> Work to complete:
For the entries below, the result should be an exact transcription of the lines from the one with "PR #315, opened 2022-09-23" up to and including the one with "This is the", and only those.

Top of Input

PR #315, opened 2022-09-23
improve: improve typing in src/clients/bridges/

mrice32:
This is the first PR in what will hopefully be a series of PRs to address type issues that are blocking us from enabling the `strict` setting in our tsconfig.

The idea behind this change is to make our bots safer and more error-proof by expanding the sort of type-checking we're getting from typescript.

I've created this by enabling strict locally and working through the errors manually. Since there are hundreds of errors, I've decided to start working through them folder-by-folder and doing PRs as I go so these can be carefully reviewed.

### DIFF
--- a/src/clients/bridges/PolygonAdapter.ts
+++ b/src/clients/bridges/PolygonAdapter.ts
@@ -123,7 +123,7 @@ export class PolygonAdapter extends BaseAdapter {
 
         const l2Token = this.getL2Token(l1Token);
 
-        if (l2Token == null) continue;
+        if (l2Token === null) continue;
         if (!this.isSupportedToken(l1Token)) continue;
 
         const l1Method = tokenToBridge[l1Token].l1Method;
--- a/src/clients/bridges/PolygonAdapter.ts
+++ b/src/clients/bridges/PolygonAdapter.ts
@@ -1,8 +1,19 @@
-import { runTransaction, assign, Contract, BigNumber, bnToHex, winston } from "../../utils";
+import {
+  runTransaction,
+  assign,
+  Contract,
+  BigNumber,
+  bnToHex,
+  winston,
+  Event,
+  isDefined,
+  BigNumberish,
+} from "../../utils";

Bottom of Input
Top of Input

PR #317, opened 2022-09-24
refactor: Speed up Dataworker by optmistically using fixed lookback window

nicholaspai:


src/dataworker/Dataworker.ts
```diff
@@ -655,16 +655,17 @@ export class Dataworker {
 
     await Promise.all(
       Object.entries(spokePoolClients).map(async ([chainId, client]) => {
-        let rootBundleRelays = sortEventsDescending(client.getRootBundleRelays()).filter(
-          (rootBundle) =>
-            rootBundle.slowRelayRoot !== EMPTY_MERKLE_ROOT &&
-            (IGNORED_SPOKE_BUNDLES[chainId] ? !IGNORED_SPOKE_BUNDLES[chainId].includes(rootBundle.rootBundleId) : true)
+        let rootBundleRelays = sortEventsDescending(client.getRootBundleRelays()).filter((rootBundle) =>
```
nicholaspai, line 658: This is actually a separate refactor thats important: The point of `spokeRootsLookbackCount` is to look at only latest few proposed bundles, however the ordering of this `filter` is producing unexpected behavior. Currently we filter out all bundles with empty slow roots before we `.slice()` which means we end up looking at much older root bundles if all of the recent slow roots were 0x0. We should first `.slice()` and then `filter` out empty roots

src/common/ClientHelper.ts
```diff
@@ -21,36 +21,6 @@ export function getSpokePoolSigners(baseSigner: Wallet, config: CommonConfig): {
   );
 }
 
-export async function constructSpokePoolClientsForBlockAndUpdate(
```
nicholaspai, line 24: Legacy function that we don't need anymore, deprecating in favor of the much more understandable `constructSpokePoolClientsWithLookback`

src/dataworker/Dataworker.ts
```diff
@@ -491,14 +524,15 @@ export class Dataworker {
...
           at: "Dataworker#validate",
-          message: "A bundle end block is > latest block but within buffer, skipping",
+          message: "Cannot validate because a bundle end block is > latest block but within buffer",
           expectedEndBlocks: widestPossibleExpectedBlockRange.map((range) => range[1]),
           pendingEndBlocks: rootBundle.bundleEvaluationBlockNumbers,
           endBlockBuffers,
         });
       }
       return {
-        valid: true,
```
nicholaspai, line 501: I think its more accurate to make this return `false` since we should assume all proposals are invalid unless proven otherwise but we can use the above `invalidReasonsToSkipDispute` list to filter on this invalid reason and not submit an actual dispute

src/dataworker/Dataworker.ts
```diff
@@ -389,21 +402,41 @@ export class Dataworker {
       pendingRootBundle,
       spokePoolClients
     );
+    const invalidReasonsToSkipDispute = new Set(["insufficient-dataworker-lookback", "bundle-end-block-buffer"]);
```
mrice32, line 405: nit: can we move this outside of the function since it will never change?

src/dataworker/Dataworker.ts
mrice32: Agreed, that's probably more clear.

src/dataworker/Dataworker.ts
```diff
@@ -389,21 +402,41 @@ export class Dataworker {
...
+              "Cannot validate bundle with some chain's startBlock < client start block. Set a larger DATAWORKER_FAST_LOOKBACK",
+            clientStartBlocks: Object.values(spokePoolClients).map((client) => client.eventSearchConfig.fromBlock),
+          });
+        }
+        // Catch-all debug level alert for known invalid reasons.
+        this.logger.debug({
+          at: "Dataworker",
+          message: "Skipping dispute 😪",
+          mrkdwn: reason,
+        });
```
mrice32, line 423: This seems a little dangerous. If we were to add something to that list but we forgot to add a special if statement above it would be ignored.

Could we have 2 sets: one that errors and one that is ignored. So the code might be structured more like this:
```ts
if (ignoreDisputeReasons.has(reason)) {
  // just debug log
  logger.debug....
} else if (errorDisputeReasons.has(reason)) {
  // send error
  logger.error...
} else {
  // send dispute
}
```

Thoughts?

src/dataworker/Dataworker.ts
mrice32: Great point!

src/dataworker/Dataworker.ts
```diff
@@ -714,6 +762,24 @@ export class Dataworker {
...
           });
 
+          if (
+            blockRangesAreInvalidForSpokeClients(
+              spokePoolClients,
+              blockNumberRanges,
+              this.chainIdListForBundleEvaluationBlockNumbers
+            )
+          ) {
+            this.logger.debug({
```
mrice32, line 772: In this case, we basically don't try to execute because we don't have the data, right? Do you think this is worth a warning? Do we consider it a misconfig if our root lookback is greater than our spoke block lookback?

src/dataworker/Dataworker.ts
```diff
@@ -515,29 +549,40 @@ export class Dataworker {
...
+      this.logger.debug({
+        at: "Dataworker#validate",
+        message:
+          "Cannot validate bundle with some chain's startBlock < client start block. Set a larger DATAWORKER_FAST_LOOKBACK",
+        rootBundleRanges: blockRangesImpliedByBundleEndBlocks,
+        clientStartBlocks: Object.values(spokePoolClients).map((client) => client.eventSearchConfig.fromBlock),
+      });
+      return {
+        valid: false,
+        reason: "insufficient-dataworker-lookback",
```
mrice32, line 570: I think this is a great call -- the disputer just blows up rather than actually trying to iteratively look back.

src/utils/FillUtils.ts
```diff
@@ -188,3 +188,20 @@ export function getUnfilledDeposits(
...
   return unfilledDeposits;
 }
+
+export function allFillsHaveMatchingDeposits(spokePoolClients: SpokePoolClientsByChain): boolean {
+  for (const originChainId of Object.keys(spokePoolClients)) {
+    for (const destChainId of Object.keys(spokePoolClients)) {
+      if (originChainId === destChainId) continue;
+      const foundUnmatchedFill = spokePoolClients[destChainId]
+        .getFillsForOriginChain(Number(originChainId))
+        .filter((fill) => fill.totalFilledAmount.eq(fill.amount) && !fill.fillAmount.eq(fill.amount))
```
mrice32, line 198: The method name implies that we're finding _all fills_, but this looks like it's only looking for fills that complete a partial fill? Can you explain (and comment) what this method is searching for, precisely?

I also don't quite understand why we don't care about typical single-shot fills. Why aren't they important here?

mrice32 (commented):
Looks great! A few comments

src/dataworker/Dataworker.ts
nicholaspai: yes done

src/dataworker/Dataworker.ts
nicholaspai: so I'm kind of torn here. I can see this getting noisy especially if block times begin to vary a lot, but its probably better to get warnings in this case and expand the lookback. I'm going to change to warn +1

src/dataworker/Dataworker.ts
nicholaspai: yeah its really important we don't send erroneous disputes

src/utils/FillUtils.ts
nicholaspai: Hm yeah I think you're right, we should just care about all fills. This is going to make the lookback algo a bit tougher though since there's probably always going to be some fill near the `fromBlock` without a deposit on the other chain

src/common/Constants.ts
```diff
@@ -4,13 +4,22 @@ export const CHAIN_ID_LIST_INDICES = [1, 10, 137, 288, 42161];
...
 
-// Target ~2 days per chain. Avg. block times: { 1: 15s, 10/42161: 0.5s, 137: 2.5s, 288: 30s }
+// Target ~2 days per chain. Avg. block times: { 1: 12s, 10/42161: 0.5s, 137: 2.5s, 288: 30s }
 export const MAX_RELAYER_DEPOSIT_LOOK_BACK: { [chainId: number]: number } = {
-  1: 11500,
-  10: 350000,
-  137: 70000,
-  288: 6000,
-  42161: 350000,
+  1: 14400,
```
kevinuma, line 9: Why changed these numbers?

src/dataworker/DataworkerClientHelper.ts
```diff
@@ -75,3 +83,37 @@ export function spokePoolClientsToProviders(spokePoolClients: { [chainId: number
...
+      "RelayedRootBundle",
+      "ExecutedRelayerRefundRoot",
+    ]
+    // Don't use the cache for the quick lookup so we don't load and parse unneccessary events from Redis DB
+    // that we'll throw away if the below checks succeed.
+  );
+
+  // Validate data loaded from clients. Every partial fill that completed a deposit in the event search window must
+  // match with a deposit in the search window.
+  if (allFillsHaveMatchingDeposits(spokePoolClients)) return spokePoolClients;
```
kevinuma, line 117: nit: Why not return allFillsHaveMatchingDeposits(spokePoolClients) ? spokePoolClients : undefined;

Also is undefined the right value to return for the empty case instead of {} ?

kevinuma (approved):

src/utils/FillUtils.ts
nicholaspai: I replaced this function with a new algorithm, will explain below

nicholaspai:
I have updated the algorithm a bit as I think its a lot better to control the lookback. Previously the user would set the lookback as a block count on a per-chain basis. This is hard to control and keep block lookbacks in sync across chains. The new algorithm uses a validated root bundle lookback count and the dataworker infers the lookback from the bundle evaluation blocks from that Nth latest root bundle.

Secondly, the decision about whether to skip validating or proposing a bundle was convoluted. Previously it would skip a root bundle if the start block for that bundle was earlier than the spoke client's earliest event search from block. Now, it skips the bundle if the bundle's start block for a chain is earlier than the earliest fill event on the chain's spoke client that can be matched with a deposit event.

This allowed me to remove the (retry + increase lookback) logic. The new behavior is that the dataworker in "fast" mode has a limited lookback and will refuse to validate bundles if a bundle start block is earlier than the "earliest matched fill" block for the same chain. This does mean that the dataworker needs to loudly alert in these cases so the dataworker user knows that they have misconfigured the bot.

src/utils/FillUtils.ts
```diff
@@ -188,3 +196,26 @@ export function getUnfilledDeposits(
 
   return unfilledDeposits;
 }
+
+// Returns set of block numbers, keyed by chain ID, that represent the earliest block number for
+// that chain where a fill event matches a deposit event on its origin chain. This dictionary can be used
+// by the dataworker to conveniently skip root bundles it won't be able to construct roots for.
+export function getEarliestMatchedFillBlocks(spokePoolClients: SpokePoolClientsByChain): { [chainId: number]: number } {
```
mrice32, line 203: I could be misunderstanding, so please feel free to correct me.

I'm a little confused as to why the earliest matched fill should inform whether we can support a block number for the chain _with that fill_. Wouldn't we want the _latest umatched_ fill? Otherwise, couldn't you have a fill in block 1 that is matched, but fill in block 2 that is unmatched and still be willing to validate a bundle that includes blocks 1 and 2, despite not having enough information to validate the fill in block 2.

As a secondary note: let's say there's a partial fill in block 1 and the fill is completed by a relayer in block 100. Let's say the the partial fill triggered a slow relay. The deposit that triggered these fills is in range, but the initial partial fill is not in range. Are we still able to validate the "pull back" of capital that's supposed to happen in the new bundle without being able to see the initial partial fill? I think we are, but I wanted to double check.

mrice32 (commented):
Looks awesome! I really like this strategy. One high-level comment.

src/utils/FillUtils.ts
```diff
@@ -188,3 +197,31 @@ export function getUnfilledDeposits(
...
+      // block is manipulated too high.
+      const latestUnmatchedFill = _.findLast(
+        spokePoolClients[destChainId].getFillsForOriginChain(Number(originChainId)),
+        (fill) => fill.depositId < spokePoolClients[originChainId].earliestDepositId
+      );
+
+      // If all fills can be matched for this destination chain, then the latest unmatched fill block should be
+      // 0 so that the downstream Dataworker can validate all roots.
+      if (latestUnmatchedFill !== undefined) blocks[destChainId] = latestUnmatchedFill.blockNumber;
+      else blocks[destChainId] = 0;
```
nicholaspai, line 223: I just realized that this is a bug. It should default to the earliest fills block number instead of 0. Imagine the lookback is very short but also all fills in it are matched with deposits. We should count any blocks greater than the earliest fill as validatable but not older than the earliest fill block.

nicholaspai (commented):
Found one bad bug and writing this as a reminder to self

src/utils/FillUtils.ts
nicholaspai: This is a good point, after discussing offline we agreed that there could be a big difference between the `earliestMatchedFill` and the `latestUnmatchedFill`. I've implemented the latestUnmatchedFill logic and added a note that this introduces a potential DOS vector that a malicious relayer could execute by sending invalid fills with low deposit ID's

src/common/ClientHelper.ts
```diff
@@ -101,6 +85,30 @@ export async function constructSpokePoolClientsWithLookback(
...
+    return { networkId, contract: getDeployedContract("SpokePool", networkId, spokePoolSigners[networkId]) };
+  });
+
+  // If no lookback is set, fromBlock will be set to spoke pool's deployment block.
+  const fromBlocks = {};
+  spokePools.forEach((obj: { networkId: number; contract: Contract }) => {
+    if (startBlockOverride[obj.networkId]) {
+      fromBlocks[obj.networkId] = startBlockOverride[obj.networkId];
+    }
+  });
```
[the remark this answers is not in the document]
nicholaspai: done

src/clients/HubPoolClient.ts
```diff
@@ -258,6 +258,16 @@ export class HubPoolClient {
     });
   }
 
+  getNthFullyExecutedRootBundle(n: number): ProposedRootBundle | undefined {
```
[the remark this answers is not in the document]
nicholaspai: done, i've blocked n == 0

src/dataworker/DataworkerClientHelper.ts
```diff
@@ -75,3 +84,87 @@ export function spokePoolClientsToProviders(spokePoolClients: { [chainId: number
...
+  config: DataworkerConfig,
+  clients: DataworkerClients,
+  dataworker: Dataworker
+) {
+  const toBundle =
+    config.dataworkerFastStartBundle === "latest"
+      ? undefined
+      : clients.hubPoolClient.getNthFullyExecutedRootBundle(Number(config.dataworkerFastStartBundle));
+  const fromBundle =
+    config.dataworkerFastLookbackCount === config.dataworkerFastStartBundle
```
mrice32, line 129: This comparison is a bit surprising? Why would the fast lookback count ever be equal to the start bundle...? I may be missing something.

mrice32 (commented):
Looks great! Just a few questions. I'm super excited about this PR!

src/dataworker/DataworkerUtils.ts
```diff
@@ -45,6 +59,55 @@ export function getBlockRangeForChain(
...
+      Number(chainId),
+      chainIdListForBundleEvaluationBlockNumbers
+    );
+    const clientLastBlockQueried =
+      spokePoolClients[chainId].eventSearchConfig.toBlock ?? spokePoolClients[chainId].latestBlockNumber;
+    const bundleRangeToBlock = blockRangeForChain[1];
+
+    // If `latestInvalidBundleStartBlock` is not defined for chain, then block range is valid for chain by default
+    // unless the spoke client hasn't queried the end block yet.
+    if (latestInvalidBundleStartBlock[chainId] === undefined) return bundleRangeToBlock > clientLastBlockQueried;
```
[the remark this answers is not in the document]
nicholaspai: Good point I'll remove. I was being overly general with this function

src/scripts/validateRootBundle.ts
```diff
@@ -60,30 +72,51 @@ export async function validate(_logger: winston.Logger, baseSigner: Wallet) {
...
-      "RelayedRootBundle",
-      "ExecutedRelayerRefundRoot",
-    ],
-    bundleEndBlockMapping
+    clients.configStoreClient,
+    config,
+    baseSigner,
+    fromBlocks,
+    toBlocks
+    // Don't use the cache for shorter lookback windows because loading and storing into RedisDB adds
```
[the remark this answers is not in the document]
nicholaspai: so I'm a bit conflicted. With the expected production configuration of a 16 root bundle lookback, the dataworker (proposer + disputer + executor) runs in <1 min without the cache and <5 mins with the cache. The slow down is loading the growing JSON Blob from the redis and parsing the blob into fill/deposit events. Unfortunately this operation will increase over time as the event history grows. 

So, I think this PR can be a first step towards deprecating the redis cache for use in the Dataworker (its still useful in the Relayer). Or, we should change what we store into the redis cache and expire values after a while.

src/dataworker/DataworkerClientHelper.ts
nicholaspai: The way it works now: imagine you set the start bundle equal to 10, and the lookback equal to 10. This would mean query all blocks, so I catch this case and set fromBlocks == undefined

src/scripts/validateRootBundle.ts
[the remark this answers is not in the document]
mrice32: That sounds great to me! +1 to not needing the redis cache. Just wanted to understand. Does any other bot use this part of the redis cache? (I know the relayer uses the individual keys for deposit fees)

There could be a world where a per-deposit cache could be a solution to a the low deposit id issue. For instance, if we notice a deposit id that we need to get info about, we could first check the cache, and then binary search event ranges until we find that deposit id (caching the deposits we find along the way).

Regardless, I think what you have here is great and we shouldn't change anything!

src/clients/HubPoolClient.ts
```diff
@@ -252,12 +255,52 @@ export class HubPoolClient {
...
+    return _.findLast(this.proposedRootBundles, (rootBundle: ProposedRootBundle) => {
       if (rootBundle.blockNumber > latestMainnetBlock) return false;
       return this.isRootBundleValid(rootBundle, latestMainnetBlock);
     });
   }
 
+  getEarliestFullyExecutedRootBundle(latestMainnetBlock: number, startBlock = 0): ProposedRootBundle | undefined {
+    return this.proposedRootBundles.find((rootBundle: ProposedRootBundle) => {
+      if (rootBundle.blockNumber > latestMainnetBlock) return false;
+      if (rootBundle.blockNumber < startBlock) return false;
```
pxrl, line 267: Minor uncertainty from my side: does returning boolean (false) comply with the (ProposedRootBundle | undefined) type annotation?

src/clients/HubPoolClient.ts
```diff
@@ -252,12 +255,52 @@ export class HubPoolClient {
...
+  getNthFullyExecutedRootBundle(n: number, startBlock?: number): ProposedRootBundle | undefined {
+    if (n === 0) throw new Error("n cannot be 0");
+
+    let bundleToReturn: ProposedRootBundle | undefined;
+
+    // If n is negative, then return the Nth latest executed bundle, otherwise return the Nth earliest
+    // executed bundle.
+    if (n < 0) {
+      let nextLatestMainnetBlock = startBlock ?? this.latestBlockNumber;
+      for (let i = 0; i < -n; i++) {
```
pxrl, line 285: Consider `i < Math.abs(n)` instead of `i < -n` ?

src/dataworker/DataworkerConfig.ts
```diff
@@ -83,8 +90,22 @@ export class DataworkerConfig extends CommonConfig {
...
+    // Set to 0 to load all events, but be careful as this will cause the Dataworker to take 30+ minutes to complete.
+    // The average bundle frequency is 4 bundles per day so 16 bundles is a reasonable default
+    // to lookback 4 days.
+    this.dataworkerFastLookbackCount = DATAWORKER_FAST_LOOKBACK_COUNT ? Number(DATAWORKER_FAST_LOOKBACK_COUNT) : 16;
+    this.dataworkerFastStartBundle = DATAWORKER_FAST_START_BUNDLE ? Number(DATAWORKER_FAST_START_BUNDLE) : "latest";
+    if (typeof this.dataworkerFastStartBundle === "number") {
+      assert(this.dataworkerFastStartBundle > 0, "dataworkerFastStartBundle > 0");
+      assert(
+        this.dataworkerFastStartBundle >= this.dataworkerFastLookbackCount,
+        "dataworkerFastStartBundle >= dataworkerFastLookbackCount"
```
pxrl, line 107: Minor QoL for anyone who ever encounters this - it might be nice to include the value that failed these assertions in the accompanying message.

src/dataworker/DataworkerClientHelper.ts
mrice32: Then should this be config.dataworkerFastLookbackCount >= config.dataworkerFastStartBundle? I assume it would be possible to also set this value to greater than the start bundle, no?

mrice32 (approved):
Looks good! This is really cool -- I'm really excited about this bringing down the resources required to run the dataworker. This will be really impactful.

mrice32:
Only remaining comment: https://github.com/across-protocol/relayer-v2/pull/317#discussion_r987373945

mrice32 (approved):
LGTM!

Bottom of Input
Top of Input

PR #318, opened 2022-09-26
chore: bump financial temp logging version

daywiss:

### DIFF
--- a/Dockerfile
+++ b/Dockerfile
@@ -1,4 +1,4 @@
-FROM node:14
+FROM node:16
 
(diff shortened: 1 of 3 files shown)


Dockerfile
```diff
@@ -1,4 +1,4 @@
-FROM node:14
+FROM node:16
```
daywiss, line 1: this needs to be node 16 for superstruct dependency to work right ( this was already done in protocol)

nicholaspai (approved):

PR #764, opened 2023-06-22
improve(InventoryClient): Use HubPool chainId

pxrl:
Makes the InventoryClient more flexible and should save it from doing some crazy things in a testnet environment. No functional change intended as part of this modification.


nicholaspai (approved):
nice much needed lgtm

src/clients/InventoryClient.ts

Bottom of Input

> Task solution:
PR #315, opened 2022-09-23
improve: improve typing in src/clients/bridges/

mrice32:
This is the first PR in what will hopefully be a series of PRs to address type issues that are blocking us from enabling the `strict` setting in our tsconfig.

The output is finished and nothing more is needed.